I am looking for a small friendly yard to keep one horse around 15hh nothing massive ideally require a stable and grazing, decent hacking and maybe a paddock or small areana to ride in would be nice.

Not after a huge posh expensive yard and don't really require livery. I am new to the area so any help locating one would be appreciated! 

Cheers


----------



## glenrox (4 June 2013)

Hi , you could try Tribley farm at pelton fell..Lovely friendly yard and amazing hacking or Pelton House Farm..Thats really nice too


----------



## malakai (4 June 2013)

Pelton house farm, tribley,  crossing gates, robert ryles, theres one behind batleys as well.
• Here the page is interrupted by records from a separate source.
Issue #858, opened 2026-07-02
Sharing/publish: design public note links — or remove the dead /share/*path route


Rasbandit:
## Problem

From the 2026-07-02 backend audit. `router.ex` whitelists `get "/share/*path"` as an SPA route, but nothing exists behind it: no share route in `frontend/src/router.tsx`, no `/api/share*` endpoints, no share schema, no public-read pipeline. The route is vestigial and ships ambiguous intent.

## Why it matters

Public read-only note links are the biggest viral-growth loop in PKB products (Obsidian Publish, Notion public pages) and a classic paid-tier lever. Per-user encryption at rest means a share requires a deliberate decrypt-and-serve path — it will never happen by accident, so it needs design.

## Proposal

Decide one of:
- **A. Design + ship:** share-tokens table, public pipeline bypassing Auth/VaultPlug (tokenized URL, optional expiry), careful crypto/redaction review, SPA share page. Effort M–L.
- **B. Defer:** remove the `/share/*path` whitelist from router.ex until the feature is scheduled (S), so the router doesn't advertise a surface that doesn't exist.

Rasbandit:
**Resolved by taking the "or" branch — closing.** This issue offered two exits: design public note links, or remove the dead route. PR #878 (`chore: remove dead /share/*path SPA route`) took the second one and merged.

Confirmed on `main`: no `/share` route remains anywhere in `frontend/src`.

The dead-code problem this issue was filed for is gone. Public note sharing as a *feature* is a product decision that no longer has anything stale attached to it — if it gets picked up it deserves a fresh issue with real requirements, not this one's "or remove the route" framing.

PR #1519, opened 2026-08-29
refactor(routing): namespace vault URLs under /v

Rasbandit:
## What

Vault-scoped SPA URLs move from `/:slug` and `/:slug/:id` to **`/v/:slug`** and
**`/v/:slug/:id`**. Nothing dynamic sits at the URL root anymore.

Both reserved-slug lists are **deleted**: `Vault.@reserved_slugs` (18 entries)
and its hand-maintained TypeScript mirror `frontend/src/api/reserved-slugs.ts`.

## Why

Vault slugs are `slugify(user-supplied vault name)`. While they lived at the
root, every top-level segment was ambiguous in both directions:

- a vault named "Link" or "Settings" was shadowed by the static SPA route of
  the same name, and
- a typo'd `/api/notez` matched `/:slug/:id` and returned an HTML 200 that
  masked a broken API call (#858).

The mitigation was the reserved list, folded into `unique_slug/3` so a
colliding name silently became `link-2`. It worked, but nothing derived it
from the actual routers, so every new top-level route silently widened the
hazard.

### It had already drifted

The Cloudflare **zone** firewall (`engram-infra`, `kind = "zone"`, so it covers
`app.engram.page`) blocks these paths outright:

```
/.env  /.git/  /wp-admin  /wp-login  /wp-content  /wp-includes
/phpmyadmin  /phpinfo  /server-status  /cgi-bin  /vendor
```

Nine of those are reachable through `slugify` (`"Vendor"` → `vendor`,
`"WP Admin"` → `wp-admin`). **None were in the reserved list.** A user who
named a vault "Vendor" got a Cloudflare block page — not a 404, not a renamed
slug — one hop before Phoenix, where neither list nor deny-list could see it.
The prefix fixes that for free.

## Why not prefix the app routes instead

Every externally-baked URL is an **app** route; zero are vault routes:

| Location | URL |
|---|---|
| `plugin/src/sync-progress-modal.ts:94` | `${webUrl}/settings/billing` |
| `lib/engram/onboarding.ex:452` | `app.engram.page/onboard/agreement` (in sent email) |
| Clerk dashboard | sign-in / sign-up URL config |
| `.well-known/oauth-authorization-server` | authorize URL, cached by registered MCP clients |
| `engram-marketing` docs | `app.engram.page/settings/api-keys` (12 pages) |

Moving app routes would break shipped plugin builds and already-delivered
email. Moving the vault route broke 17 internal call sites and nothing else.
It also wouldn't have worked: `/api`, `/socket`, `/.well-known`, `/assets`,
`/metrics` and `/favicon.ico` are Plug.Static mounts, endpoint macros and an
RFC-mandated path — not app routes you can relocate — so a root wildcard would
still have needed both lists.

## Kept deliberately

- **The router deny-list.** Its original job (stopping fall-through to the root
  wildcard) is gone, but its second job outlives it: a clean non-HTML 404 for
  API-shaped paths instead of Phoenix's default HTML error page.
- **`/note/:id`**, which still redirects to the canonical vault URL.

## Falls out of the move

The vault slug is now always URL segment 2, which `sentry.ts` redacts
unconditionally. Previously it was segment 1 and stayed out of Sentry only by
missing an allowlist.

## No back-compat redirect

Pre-customers, so there are no live bookmarks to preserve. Old `/:slug/:id`
URLs 404.

## The guard that replaced the list

`frontend/src/router.test.tsx` walks the built router config and fails if any
route resolves to a root-level `/:param`. That is the check the hand-maintained
list could never do. Precedent: `HostRewrite.__api_top_segments__` is compared
against `Router.__routes__` the same way.

## Verification

- `mix test` — full suite
- `mix credo --strict` — no issues
- `mix dialyzer`
- `mix format --check-formatted`
- `bun run test` — 1656 tests
- `tsc --noEmit`, `biome check`

## Notes for the reviewer

- The first sweep grepped three call syntaxes and missed 12 builders in
  `wiki-link.ts` and friends; the correct sweep is ``grep -rn '`/\${' src/``.
  Second commit covers it.
- `wiki-link.test.ts` used `"v"` as its fixture slug, which would have made
  expectations read `/v/v/...`; renamed to `work`.
- Deep-linking `/v/:slug/wiki/*` on a **hard page load** still 404s at Phoenix,
  because the backend only routes 1- and 2-segment vault paths. That is
  pre-existing behaviour, unchanged here — wikilinks resolve client-side.

Context doc: `docs/context/vault-url-prefix-and-collision-surface.md`


Rasbandit:
## CI state

`ci` rollup: **pass**. All gating jobs green.

`e2e-crdt` is red and **report-only**. Both runs failed in the fanout-pacer cold-path family, and the set rotates between runs:

| run | failures |
|---|---|
| 1 | `test_cold_send_over_fanout_opens_no_room`, `test_deaf_live_bound_note_converges_via_socket_replay` |
| 2 | `test_cold_send_over_fanout_opens_no_room`, `test_concurrent_cold_edits_survive_over_fanout` |

Pre-existing, not this branch:

- `test_cold_send_over_fanout_opens_no_room` **fails on main** with a byte-identical message in run [33246147019](https://github.com/engram-app/Engram/actions/runs/33246147019), and **passes on main** in run [33251105801](https://github.com/engram-app/Engram/actions/runs/33251105801). Same test, both outcomes, without this branch.
- None of the three reference vault slugs or SPA routes.
- Closest existing issue: #844 (same failure class, different test). Playbook: `docs/context/fanout-pacer-hot-cold-and-testing.md`.

Counter-evidence that the URL move is sound: `test_obsidian_to_web_live` and `test_web_to_obsidian_live` — the tests that drive a real browser through the SPA — **pass here**, and `test_obsidian_edit_renders_live_in_spa` was among the failures on main's red run. Those drive `/note/{id}` → `/v/:slug/:id` through the live redirect, so the new URLs are exercised end-to-end.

You'll probably get a better response on facebook!


----------



## Lgd (5 June 2013)

If you go a bit the other way towards Houghton-Le-Spring there are loads of small yards.
Leamside only do full livery but there is Weightman's at Warden Law, Morton Grange just out of Fencehouses/Woodstone Village, East Farm at Burdon, there is a nice yard just on the Stonygate road just off the A690 although not sure if they have any places. Greenshields at Herrington Hill almost on the A690 at Newbottle.

Union hall at Brass side is on the C-Le-St side, loads of small yards on the Plawsworth estate. Red Rose at C-Le-St


----------